Exercise requirements:
Look through the data below for the line with "shanberg: Should be fixed now." and the line with "spmcbride1201: Can you", then output those two and all lines in between, exactly as written.
----------
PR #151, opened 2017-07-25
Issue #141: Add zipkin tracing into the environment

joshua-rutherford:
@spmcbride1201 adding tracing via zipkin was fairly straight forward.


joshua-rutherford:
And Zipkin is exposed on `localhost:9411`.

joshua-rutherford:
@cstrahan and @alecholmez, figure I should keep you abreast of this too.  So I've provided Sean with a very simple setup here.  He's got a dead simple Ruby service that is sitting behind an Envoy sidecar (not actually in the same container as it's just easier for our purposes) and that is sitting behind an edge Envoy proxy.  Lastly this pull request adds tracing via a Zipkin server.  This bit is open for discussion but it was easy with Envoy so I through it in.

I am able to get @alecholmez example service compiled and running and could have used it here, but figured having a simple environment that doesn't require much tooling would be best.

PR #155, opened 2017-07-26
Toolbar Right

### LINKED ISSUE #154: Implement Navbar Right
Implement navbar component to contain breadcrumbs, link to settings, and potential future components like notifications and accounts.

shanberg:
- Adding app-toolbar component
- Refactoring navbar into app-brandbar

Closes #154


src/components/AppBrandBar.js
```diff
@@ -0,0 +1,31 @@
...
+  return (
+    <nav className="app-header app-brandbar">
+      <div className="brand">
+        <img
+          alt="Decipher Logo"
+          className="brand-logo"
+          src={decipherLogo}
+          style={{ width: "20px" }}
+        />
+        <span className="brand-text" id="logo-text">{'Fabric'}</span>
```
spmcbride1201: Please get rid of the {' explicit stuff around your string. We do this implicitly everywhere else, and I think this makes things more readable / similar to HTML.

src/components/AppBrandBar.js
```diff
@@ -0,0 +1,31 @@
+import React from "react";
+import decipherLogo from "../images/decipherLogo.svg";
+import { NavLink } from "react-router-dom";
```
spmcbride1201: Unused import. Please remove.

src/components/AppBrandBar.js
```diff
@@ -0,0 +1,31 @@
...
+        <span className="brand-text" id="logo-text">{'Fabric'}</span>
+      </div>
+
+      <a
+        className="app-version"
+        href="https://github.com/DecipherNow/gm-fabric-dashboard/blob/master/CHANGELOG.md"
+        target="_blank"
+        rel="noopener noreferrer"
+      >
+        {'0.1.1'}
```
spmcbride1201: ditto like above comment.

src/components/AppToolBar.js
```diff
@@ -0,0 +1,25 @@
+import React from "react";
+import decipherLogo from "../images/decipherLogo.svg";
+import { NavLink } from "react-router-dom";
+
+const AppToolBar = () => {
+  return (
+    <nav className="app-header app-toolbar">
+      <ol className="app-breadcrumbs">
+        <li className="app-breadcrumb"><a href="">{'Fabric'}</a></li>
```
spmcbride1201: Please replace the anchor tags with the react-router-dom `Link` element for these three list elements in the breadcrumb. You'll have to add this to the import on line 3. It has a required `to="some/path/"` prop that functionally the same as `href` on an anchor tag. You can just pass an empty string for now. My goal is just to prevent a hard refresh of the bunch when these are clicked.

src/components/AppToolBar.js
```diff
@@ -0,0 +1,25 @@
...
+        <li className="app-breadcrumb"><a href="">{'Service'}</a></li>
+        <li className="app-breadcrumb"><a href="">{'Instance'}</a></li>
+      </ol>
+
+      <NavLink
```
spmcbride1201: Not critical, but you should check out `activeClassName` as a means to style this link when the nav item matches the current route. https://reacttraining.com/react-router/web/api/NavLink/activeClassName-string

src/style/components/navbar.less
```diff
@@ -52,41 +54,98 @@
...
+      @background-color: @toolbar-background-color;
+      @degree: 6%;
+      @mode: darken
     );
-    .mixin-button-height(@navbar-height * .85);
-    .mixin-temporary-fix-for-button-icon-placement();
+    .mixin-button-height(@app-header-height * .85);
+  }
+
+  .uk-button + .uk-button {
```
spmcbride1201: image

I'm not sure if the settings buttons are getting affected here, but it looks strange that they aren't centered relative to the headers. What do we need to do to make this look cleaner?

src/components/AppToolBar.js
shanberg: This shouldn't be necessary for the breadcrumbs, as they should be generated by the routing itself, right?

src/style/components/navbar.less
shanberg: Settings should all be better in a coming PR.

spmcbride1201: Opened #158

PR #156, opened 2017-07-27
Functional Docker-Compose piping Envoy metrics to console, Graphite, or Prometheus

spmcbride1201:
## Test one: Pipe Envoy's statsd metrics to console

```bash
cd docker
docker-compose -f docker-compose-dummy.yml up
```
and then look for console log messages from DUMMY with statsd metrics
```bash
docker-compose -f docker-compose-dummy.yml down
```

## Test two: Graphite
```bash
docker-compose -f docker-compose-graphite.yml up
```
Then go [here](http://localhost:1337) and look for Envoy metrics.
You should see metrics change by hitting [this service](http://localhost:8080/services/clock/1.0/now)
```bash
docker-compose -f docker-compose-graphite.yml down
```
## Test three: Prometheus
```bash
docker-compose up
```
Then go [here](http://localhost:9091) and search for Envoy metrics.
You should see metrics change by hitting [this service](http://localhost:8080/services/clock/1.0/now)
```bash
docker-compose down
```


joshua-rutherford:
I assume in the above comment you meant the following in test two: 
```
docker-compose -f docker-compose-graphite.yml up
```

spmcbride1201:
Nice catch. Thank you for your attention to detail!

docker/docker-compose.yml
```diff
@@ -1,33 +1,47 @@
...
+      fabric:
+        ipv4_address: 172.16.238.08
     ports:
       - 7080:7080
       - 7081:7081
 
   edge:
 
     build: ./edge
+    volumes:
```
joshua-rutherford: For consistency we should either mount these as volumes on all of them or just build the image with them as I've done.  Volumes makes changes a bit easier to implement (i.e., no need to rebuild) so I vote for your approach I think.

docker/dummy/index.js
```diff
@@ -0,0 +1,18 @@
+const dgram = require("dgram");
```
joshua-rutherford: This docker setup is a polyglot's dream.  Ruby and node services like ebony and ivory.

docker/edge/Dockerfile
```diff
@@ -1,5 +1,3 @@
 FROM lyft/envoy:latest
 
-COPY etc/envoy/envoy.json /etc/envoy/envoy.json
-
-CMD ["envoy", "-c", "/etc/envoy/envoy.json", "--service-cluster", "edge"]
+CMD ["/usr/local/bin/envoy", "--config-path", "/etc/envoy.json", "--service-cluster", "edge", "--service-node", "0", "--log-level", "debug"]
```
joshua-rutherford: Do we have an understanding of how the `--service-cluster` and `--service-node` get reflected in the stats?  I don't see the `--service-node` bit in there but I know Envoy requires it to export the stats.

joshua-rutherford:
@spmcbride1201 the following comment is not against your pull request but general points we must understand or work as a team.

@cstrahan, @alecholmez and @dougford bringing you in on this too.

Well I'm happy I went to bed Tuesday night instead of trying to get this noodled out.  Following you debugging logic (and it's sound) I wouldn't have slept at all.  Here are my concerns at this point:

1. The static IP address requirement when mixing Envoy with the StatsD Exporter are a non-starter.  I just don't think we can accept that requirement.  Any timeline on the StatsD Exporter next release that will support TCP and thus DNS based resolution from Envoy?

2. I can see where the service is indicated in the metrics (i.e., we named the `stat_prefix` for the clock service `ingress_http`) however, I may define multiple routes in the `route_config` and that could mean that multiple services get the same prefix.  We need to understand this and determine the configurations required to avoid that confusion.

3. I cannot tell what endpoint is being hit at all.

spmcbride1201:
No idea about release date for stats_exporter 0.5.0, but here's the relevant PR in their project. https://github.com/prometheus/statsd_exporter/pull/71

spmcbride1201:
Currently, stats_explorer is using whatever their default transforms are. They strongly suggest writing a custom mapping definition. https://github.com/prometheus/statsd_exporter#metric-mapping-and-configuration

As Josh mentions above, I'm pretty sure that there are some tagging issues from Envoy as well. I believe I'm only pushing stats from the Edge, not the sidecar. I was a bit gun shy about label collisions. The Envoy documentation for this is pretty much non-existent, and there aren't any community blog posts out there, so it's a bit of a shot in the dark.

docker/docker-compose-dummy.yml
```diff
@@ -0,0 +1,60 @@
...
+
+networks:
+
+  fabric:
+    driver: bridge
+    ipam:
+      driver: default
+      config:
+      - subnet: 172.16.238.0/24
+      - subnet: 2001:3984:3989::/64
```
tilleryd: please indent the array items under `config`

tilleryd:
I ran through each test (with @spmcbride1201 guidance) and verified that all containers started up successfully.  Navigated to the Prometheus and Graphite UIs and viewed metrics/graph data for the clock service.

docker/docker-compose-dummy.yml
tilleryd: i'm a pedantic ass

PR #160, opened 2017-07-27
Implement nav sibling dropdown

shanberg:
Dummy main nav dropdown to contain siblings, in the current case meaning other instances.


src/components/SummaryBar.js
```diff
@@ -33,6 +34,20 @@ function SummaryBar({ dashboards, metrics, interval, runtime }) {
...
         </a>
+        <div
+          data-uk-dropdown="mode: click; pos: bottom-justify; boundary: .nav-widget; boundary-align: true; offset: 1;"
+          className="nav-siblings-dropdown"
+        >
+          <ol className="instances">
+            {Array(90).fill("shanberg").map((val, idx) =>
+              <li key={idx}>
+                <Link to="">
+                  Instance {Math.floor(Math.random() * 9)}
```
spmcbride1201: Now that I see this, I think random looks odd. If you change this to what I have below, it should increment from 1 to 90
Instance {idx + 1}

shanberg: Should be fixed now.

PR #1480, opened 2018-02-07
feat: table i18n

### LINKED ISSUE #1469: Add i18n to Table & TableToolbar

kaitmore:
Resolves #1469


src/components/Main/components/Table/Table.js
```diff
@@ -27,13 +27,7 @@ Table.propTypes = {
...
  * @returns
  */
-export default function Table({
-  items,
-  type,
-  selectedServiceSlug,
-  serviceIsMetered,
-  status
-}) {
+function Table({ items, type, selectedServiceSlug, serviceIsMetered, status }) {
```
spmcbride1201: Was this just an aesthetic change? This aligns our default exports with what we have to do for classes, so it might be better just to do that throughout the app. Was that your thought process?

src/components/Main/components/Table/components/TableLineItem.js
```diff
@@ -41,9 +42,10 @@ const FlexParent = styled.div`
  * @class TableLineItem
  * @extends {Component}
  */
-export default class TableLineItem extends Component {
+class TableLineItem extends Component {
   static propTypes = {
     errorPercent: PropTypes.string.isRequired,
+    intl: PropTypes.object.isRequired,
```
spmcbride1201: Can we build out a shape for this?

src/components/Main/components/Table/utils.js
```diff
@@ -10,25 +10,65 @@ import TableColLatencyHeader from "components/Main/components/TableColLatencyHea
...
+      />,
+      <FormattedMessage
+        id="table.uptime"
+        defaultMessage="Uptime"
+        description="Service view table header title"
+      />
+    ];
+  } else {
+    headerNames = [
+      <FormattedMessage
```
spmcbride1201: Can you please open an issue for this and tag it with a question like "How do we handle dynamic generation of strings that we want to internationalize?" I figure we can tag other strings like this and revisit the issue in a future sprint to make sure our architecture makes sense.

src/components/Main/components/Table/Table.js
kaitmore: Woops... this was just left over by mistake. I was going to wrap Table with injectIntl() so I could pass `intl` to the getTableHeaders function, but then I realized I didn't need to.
----------
Result of the task:
shanberg: Should be fixed now.

PR #1480, opened 2018-02-07
feat: table i18n

### LINKED ISSUE #1469: Add i18n to Table & TableToolbar

kaitmore:
Resolves #1469


src/components/Main/components/Table/Table.js
```diff
@@ -27,13 +27,7 @@ Table.propTypes = {
...
  * @returns
  */
-export default function Table({
-  items,
-  type,
-  selectedServiceSlug,
-  serviceIsMetered,
-  status
-}) {
+function Table({ items, type, selectedServiceSlug, serviceIsMetered, status }) {
```
spmcbride1201: Was this just an aesthetic change? This aligns our default exports with what we have to do for classes, so it might be better just to do that throughout the app. Was that your thought process?

src/components/Main/components/Table/components/TableLineItem.js
```diff
@@ -41,9 +42,10 @@ const FlexParent = styled.div`
  * @class TableLineItem
  * @extends {Component}
  */
-export default class TableLineItem extends Component {
+class TableLineItem extends Component {
   static propTypes = {
     errorPercent: PropTypes.string.isRequired,
+    intl: PropTypes.object.isRequired,
```
spmcbride1201: Can we build out a shape for this?

src/components/Main/components/Table/utils.js
```diff
@@ -10,25 +10,65 @@ import TableColLatencyHeader from "components/Main/components/TableColLatencyHea
...
+      />,
+      <FormattedMessage
+        id="table.uptime"
+        defaultMessage="Uptime"
+        description="Service view table header title"
+      />
+    ];
+  } else {
+    headerNames = [
+      <FormattedMessage
```
spmcbride1201: Can you please open an issue for this and tag it with a question like "How do we handle dynamic generation of strings that we want to internationalize?" I figure we can tag other strings like this and revisit the issue in a future sprint to make sure our architecture makes sense.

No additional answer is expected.